The Princess Grace Academy receives upward of 10,000 applications per year. Of those hopefuls, only an average of eight to 10 are accepted. These high standards have made the school amongst the most competitive in the world and is the reason it churns out ballerinas who go on to have successful careers in dance at the highest levels.

This year though, an exceptional 19 new students were brought into the fold, ranging in age from 12 to 18, as well as two new instructors – Carsten Jung, former principal dancer of the Hamburg Ballet who will take the place of Michel Rahn for the boys’ class, and Lisa Jones, former dancer of the Ballets de Monte-Carlo who will take over Carole Pastorel’s class from December.

“I have students from Mexico, a lot from America, students from Czech Republic, New Zealand, Australia… We have 16 nationalities and 41 students this year,” Luca Masala, Director of the Academy, told Monaco Info.

Princess Grace Academy students 2021-22, photo by Michael Alesi

The students will take to the stage for the first time this year in November at a show called Les Imprévus for a performance at the Atelier des Ballets de Monte-Carlo. Afterward, they will be involved in the production of Jean-Christophe Maillot’s interpretation of the holiday classic, The Nutcracker, in December and January at the Grimaldi Forum where they will perform a serenade in Act I.
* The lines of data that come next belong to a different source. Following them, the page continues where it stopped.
Issue #3256, opened 2026-07-09
cozy-default BackupClass S3 endpoint (internal seaweedfs-s3.tenant-root.svc) unreachable from network-isolated child tenants


androndo:
### What happened

`backupstrategy-controller` renders every cozy-default backup Strategy (etcd, cnpg/postgres, mariadb, foundationdb…) with the **internal** system-bucket endpoint:

```
# packages/system/backupstrategy-controller/values.yaml
backupStorage:
  endpoint: http://seaweedfs-s3.tenant-root.svc.cozy.local:8333
```

A backup/snapshot pod that runs **in a child tenant's namespace** cannot reach that ClusterIP: the tenant's Cilium network isolation (`allow-to-*` egress allowlist, plus `spec.isolated` on the root tenant that hosts the SeaweedFS) blocks cross-tenant traffic, so the pod gets `dial tcp <clusterip>:8333: i/o timeout`.

This surfaced via the etcd v1alpha2 adoption safety-snapshot (migration 50): the migration correctly stages `cozy-backups-creds` into each adopted namespace (credentials are fine), but the per-namespace snapshot Job's upload to S3 times out from a child tenant. The `useSystemBucket` schema on the app charts (clickhouse/postgres/…) documents that any tenant app can back up to the system `cozy-backups` bucket via the `cozy-default` BackupClass with `S3_PATH=<ns>/<release>` isolation — i.e. cross-tenant access to the system bucket is by design — but the network path to reach it isn't provisioned.

### Impact

Any `useSystemBucket` backup (and the etcd-adoption snapshot) initiated **from a network-isolated child tenant** fails at S3 upload. Same-namespace backups (e.g. the root tenant's own etcd/apps, which live alongside the SeaweedFS) work, which hides it. Not etcd-specific.

### Repro

On a cluster with an `isolated` root tenant and a child tenant, from a pod in the child tenant namespace:

```
nc -zv seaweedfs-s3.tenant-root.svc.cozy.local 8333   # timeout
nc -zv s3.<domain> 443                                  # open (ingress, reachable via allow-to-ingress)
```

### Suggested fix

The layer that owns the system `cozy-backups` bucket / tenant networking should provision cross-tenant reachability — not the migration. Two options:

[...]

PR #3335, opened 2026-07-17
fix(migrations): derive the etcd-adoption snapshot target from the projected bucket creds

myasnikovdaniil:
## What this PR does

Migration 50 takes a mandatory S3 safety snapshot before adopting live etcd onto the v1alpha2 operator. It is a **`pre-upgrade` hook**, so every chart-rendered resource it reads still belongs to the version being upgraded **from**. It resolved the snapshot target from the live `cozy-default-etcd` Strategy CR — and on a v1.5.x cluster that CR cannot be trusted to describe a reachable target. The platform upgrade is gated behind the snapshot, so nothing can self-heal first: the corrected `backupstrategy-controller.endpoint` helper only reconciles **after** the upgrade this hook blocks.

### Two failure modes, both a hard block

**1. The Strategy CR does not exist.** `strategy-etcd-default.yaml` is guarded by `{{- if $bucketName -}}`, whose helper `lookup`s the BucketClaim's `.status.bucketName`. That BucketClaim is created by the *same chart*, so on first render the lookup is empty and the Strategy is silently skipped. Helm `lookup` only runs at install/upgrade time, so a cluster that reached 1.5.x in one hop never grows the CR on reconcile — a forced reconcile does not produce it.

**2. The Strategy CR exists carrying `http://seaweedfs-s3.tenant-root.svc.cozy.local:8333`** (the static v1.5.x `backupStorage.endpoint` default). Cozystack ships SeaweedFS with `enableSecurity=true`, so `:8333` is a **TLS listener** — plaintext against it fails the handshake and every snapshot dies. Fixing the *scheme* is not sufficient: as `backupstrategy-controller.endpoint` documents, the Etcd Strategy's S3 schema has no `caCert`/`insecureSkipVerify`, so the self-signed in-cluster endpoint is unusable at **any** scheme. A trusted-cert endpoint is required.

## The fix

Take the coordinates from `cozy-backups-creds` instead. The projector writes it from the **COSI-provisioned bucket's system credentials** — bucket provisioning, not chart values — so it describes the live bucket regardless of which version rendered the charts. It carries `endpoint`, `bucketName`, `region` and `forcePathStyle` alongside the AWS keys, and `resolve_platform_backup_args` already read this Secret to validate those keys, so preferring it adds no new dependency.

Both modes disappear: mode 1 because the CR is no longer needed, mode 2 because its endpoint is ignored.

### Classifying COSI vs. external S3

The projected endpoint is a bare host fronted by the always-TLS S3 ingress, so on the platform-managed path we force `https://` — exactly what `backupstrategy-controller.endpoint` does. But the admin-managed external-S3 case (`provisionBucket: false`) must keep `.Values.backupStorage.endpoint` verbatim, since it may legitimately be plaintext against a private store. The two therefore have to be told apart.

**Endpoint presence cannot do that.** `ProjectBackupCredentials` substitutes `BACKUP_STORAGE_ENDPOINT` when the source Secret is silent and then *fails loud* rather than projecting an endpoint-less Secret, so a projected `endpoint` key is **always** present and **always** scheme-stripped — for external S3 too. Classifying on its absence would force `https://` onto a plaintext external store and never consult the CR, which is a regression against a supported, documented configuration.

Instead the hook asks whether the bucket the credentials name is one **COSI actually provisioned**: it matches the projected `bucketName` against `.status.bucketName` of any BucketClaim. That is keyed on data rather than names, so it is independent of `backupStorage.namespace` / `.bucketName` / `bucketNameOverride` — all supported Package-CR overrides the hook cannot see — and a claim-name lookup would misclassify a renamed bucket as external.

Resolution is then:

| cluster state | endpoint | other coordinates |
|---|---|---|
| a **live** BucketClaim claims the bucket | projected host, forced `https://` | projected Secret |
| **no** claim claims the bucket (external S3) | Strategy CR, scheme verbatim | Strategy CR |
| only a **Terminating** claim claims it | refuse | — |
| BucketClaim API unreadable | refuse | — |

On the external path every coordinate comes from the CR, never a Secret/CR hybrid: `strategy-etcd-default.yaml` pairs `bucket` with `credentialsSecretRef: cozy-backups-creds`, so CR coordinates plus the projected credentials is exactly the pairing the cluster's real etcd BackupJobs already use.

### Deliberate behaviour changes

Two states now refuse where `main` proceeded. Both are cases where the classifier cannot read its input, and adopting live etcd is irreversible, so it fails closed with an actionable message rather than guessing:

- **A Terminating BucketClaim on the projected bucket.** Reachable via COSI → external reusing a retained bucket name, where the `bucketclaim-protection` finalizer wedges the corpse permanently. Both readings are reachable and guessing wrong in either direction also ends in a block — just with a confusing TLS/handshake error instead of a precise one. Remedy: let COSI reap the claim, or clear its finalizer, then re-run (migration 50 is idempotent).
- **A sustained BucketClaim API read failure** on a cluster that has COSI installed. A genuinely absent CRD is still a definitive, zero-cost "external" answer and costs no retries.

### The escape hatch is now reachable

The script has always supported `ETCD_ADOPT_SKIP_BACKUP=1` for clusters that intentionally have no backup storage, but `migration-hook.yaml` passed no such variable, so the failure paths advised an action the platform made impossible. It is now plumbed as `migrations.etcdAdoptSkipBackup`, an explicit opt-in defaulting to off, and the operator-facing messages name that knob rather than a variable nobody can set. It also unblocks the two refuse states above.

The template normalises to the exact string the script matches: a bare bool renders `true`, which the script's `= "1"` test would accept into the Job spec and then silently ignore — the worst outcome for a valve reached for under duress. Anything unrecognised resolves to `"0"`, so taking the hatch requires an affirmative spelling and never a typo. A Platform Package predating the key renders cleanly as off.

The script's own check was widened alongside it to accept `1|true|yes` case-insensitively, so a hand-run image honours what an operator actually types. That is a behaviour change beyond plumbing, and it has a cost worth naming: if the template's normalisation were ever dropped, a raw bool would previously have failed safe (snapshot taken) and now fails unsafe (snapshot skipped). The rendered value is pinned by a unit test to prevent that.

`migration-hook.yaml` had no test coverage at all before this: the Job renders only when a `lookup` of `cozystack-version` reports a version below target, and `lookup` returns nil under `helm template`, so lint and CI never rendered the Job. That is structurally why an unreachable escape hatch shipped unnoticed. The new suite mocks the ConfigMap so the Job is rendered and its env asserted by value.

## Tests

The bats fixture modelled `cozy-backups-creds` as carrying only the AWS keys, and test 1 asserted the broken plaintext endpoint **as expected output** — written against the implementation rather than the requirement, against a mock that did not match a real cluster, which is why this shipped green. The fixture now models what the projector and COSI really produce.

Added, each verified to fail before the corresponding fix and pass after:

- platform path derives `https://` from the projected coordinates, and the in-cluster host never appears
- absent Strategy CR still resolves (mode 1)
- external S3 keeps the CR endpoint's scheme verbatim
- external S3 takes **every** coordinate from the CR, never a Secret/CR hybrid
- overridden bucket coordinates still classify as COSI
- a large multi-tenant claim list still classifies correctly (the match must not depend on list size or position)
- a Terminating claim on the projected bucket refuses, and never scales or adopts
- an unreadable BucketClaim CRD / list refuses
- a live claim wins over an unrelated Terminating one
- COSI keeps the projected bucket even when the CR names another
- the skip-backup hatch is honoured, and an unrecognised value does not skip

Suite: 15 → 28, plus a new helm-unittest suite covering the hook's rendered env (chart: 81 → 88 tests).

## Validation

Reproduced end-to-end on a throwaway 3-node stand (fresh v1.4.5 → v1.5.3 → this branch's build). Before: mode 1, version stamp stuck, `cozy-backups` Bucket Ready, `backupstrategy-controller` Ready, creds projected, **zero** Strategy CRs. After: the stamp advanced and the hook completed, with endpoint, bucket, region and path-style all derived from the projected Secret and no Strategy CR in existence. Failure was safe in both cases — it refuses before any mutation: etcd stayed 3/3 Running, the legacy CR un-adopted, no scale-down. The derived `https://` endpoint reproduces the 1.6 chart helper's own output byte-for-byte, and the projected `bucketName` equals the BucketClaim's `.status.bucketName` on a live stand.

## Follow-ups this PR deliberately does not do

- **Fix the `if $bucketName` lookup race** in `strategy-etcd-default.yaml`, so the Strategy exists at all on affected clusters. This PR makes migration 50 independent of it, but the missing CR likely means **default etcd backups are silently broken on 1.5.x clusters**, upgrade or not — the backup e2e is `.disabled`, so CI cannot see it. Possibly related to #3256. Worth its own issue.

## Summary by CodeRabbit

* **New Features**
  * Backup destination for migration 50 adoption can now derive from projected credentials when available.
  * Added `migrations.etcdAdoptSkipBackup` to control whether the migration job skips pre-adoption snapshot safety checks.
* **Bug Fixes**
  * Improved COSI vs external S3 classification and endpoint normalization; clearer failures when destination can’t be resolved.
  * `ETCD_ADOPT_SKIP_BACKUP` now honors true/false and rejects unrecognized values (does not skip by accident).
* **Tests**
  * Expanded end-to-end coverage for projected vs external S3 behavior, precedence rules, and non-destructive failure scenarios.
  * Added migration hook tests validating `ETCD_ADOPT_SKIP_BACKUP` env-var mapping and defaulting.

### DIFF
--- a/hack/migration-50-etcd-adopt.bats
+++ b/hack/migration-50-etcd-adopt.bats
@@ -49,6 +49,10 @@ prep() {
   export FAKE_STRATEGY=1
   export FAKE_CREDS=1
   export FAKE_V2_CRD=0
+  export FAKE_CLAIM_CRD=1
+  # One healthy claim provisioned into the bucket the projected creds advertise:
+  # the COSI path. Tests override this to model external S3 / stale claims.
+  export FAKE_CLAIMS="tenant-root bucket-cozy-backups cozy-backups-7f3a -"
   # The baked-CRD dir must exist for the script's `-d` guard; the fake kubectl
   # logs the apply without reading it, so an empty dir is enough.
   export ETCD_CRD_DIR="$WORK/etcd-operator-crds"
@@ -77,6 +81,9 @@ lineno() {
   apply=$(grep -F -- "ETCD-MIGRATE --apply" "$FAKE_CMDLOG")
   echo "$apply" | grep -qF -- "--backup-s3-endpoint=https://s3.example.com"
   ! echo "$apply" | grep -qF -- "seaweedfs-s3.tenant-root.svc.cozy.local:8333"
+  # https is forced because a BucketClaim is provisioned into exactly the bucket
+  # the creds advertise, not because the projected endpoint happens to exist.
+  grep -qF -- "BUCKETCLAIM-LIST" "$FAKE_CMDLOG"
   echo "$apply" | grep -qF -- "--backup-s3-bucket=cozy-backups-7f3a"
   echo "$apply" | grep -qF -- "--backup-s3-credentials-secret=cozy-backups-creds"
   echo "$apply" | grep -qF -- "--backup-s3-region=us-east-1"
@@ -189,7 +196,9 @@ lineno() {
 
 @test "no resolvable destination hard-fails without scaling or adopting" {
   prep
-  # Neither source resolves: no Strategy CR AND no projected coordinates.
+  # Neither source resolves the bucket: the projector dropped bucketName (its
+  # source Secret did not carry one) and the Strategy CR that would supply it
+  # never rendered.
   export FAKE_STRATEGY=0
   export FAKE_CREDS_COORDS=0
   rc=0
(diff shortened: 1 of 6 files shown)


lexfrei (approved):
**LGTM** — fixes a real, well-evidenced upgrade-blocking bug in migration 50, with comprehensive tests that all pass and no regressions found.

**Business context**: migration 50 (etcd v1alpha1→v1alpha2 adoption) is a `pre-upgrade` hook that gates the whole platform upgrade behind a mandatory S3 safety snapshot; on v1.5.x clusters it resolved the snapshot target from the live `cozy-default-etcd` Strategy CR, which is either absent (bucketName-lookup race) or carries the plaintext `:8333` endpoint that fails TLS — so the upgrade wedges with no reachable escape.

The fix is architecturally correct for a pre-upgrade hook: it takes coordinates from the projected `cozy-backups-creds` Secret (written at bucket-provisioning time, not chart-render time), classifies COSI vs external-S3 by matching the projected `bucketName` against `BucketClaim .status.bucketName`, forces `https://` only on the COSI path, and keeps the CR endpoint verbatim for external S3. The two new refuse-states (Terminating claim / unreadable BucketClaim API) fail closed with actionable messages, which is right given live-etcd adoption is irreversible. The escape-hatch plumbing (`migrations.etcdAdoptSkipBackup`) closes a genuine latent bug — the env var was never set on the hook Job, so every failure message advised an action the platform made impossible.

Verification:
- 28/28 bats and 88/88 helm-unittest pass locally; the template's bool/`"true"`/nil/garbage normalization is pinned by tests.
- No docs drift: the platform chart has no generated values schema/README; the knob is an emergency break-glass documented in-place.
- The red E2E run is unrelated to this diff (install failed at `flux-shard-operator` liveness, and the migration hook does not even render on a fresh install — it needs a pre-existing `cozystack-version` ConfigMap below target).

**Non-blocking follow-ups**

1. The deferred `if $bucketName` lookup-race in `strategy-etcd-default.yaml` (called out in the PR) likely means default etcd backups are silently broken on 1.5.x clusters regardless of upgrade — worth its own tracked issue.
2. `tests/migration_hook_skip_backup_test.yaml` asserts on positional `env[3]`; a content/name match would be less brittle if the env order ever changes.

IvanHunters:
## Verdict

LGTM with non-blocking notes

The fix is well-diagnosed and thoroughly tested; all 28 bats + 88 helm-unittest cases pass, both required regression tests are non-vacuous (verified by mutation), and no regression is introduced on fresh-install or upgrade. The only issues are process gaps in the PR body (empty `release-note` block, downstream checklist not walked).

## Findings

[MINOR] `.github/PULL_REQUEST_TEMPLATE.md` (release-note) — required template sections left unfilled

The PR body contains no `release-note` fenced block (the template ships one and it is empty), and the Downstream repositories checklist is neither ticked nor addressed in prose. `migrations.etcdAdoptSkipBackup` is a new operator-facing values knob and a user-visible behaviour change to the escape hatch, so it warrants a filled release note and a decision on whether `cozystack/website` needs a docs follow-up (the template explicitly asks contributors to walk the trigger map rather than leave it blank). Non-blocking, but should be completed before merge.

## Caveats

- Static review only, hermetic (no live cluster): server-side admission, real BucketClaim `.status.bucketName` behaviour, and the end-to-end 3-node upgrade repro the PR body describes were not independently exercised here. The logic that depends on them is covered by the bats fixture, which I ran green, and the two deliberately-refuse states (Terminating claim, unreadable BucketClaim API) fail closed before any mutation.
- Verified the upgrade path by reasoning (not a live replay): migration 50 already exists on `main` and `migrations.targetVersion` stays 53 in this PR, so no new migration is added and no rebase-stale/targetVersion-bump concern applies. The pre-fix bug was fail-closed (hard `exit 1` blocking the upgrade before the version stamp), so an affected customer never advanced past version 50→51 and will re-run the corrected migration 50 on the next upgrade; a customer who already adopted successfully on the happy path is unaffected. Default `etcdAdoptSkipBackup: false` preserves the fail-loud behaviour, and the "key absent on a pre-existing Package CR" case renders OFF (helm-unittest `dig … false` default, verified).
- The migrations image digest in `packages/core/platform/values.yaml:16` (`platform-migrations:v1.5.0@…`) intentionally lags `targetVersion`/the in-tree script per the documented convention in that file's comment; the modified script only reaches customers when the image is rebuilt and re-pinned at release. That build step is out of scope for this static review.
- `chart_lint` reported 1 render_error (`OCIRepository … not found` from `templates/repository.yaml`) and 2 missing_refs (`registries.config`, `registries.mirrors`): both are pre-existing `lookup`/runtime-injected-`cozystack-values` artifacts of rendering the platform chart outside a cluster, not introduced by this PR.

Verification performed this run:
- Phase 5d non-vacuity, mutation 1 (template): reverting `migration-hook.yaml` to the pre-fix raw-bool shape (`value: {{ $skipBackupRaw | quote }}`) turned 5/7 assertions in `tests/migration_hook_skip_backup_test.yaml` RED (`banana`→expected `"0"`, `true`→expected `"1"`). The suite genuinely guards the "bare bool silently ignored" trap.
- Phase 5d non-vacuity, mutation 2 (script): dropping the `ep="https://${ep}"` line in `migrations/50` `resolve_platform_backup_args` made the COSI path emit `--backup-s3-endpoint=s3.example.com`, turning the headline test ("platform path auto-derives … https") RED. The bats suite guards the core scheme-forcing fix.
- Phase 5c corners: `migrations.enabled` × `etcdAdoptSkipBackup` ∈ {true, false, null, "true", "banana"} rendered and asserted by 7 helm-unittest cases (green); script-level COSI / external / absent-CR / Terminating-claim / unreadable-CRD / unreadable-list / no-endpoint / big-multi-tenant-list corners covered by 28 bats (green). Working tree restored clean after both mutations.
- Escape-hatch reachability: `_print_skip_backup_hatch` names `kubectl edit package.cozystack.io cozystack.cozystack-platform` and the `spec.components.platform.values.migrations.etcdAdoptSkipBackup` path — both match the real Package (`packages/core/installer/example/platform.yaml:5`, structure `spec.components.platform.values`), so the previously-unreachable advice is now actionable.
- Shell portability: `migrations/50` is `#!/bin/bash` with `set -euo pipefail`, and the bats invokes it via `bash "$MIG"` (not `sh`), so the `pipefail`/`local`/`case` usage is safe on both the busybox-ash runtime image and the CI runner. It sources `lib/cozystack-version.sh` and calls `stamp_cozystack_version 51` (N+1), satisfying the shared-helper convention.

The dancers’ final show will come in June when they perform their end of year gala, showing off all the hard work they put in over the school year.

Two examination sessions punctuate the year, in December 2021 and May 2022, where a professional jury will assess progress.

The ‘Casa Mia’, the magnificent Belle époque style villa that houses the Princess Grace Academy, was acquired by the Prince’s Government in 1975 at the behest of Prince Rainier III and Princess Grace. The aim was to create a prestigious professional training school where Marika Besobrasova could pass on her knowledge to students. Many personalities from the world of classical dance came to work there regularly, including Rudolf Nureyev, Eva Evdokimova, Marcia Haydée, and Yoko Morishita.

Since its inception, the Academy has enjoyed a sterling reputation for the quality of teaching and for the well-rounded students it has produced.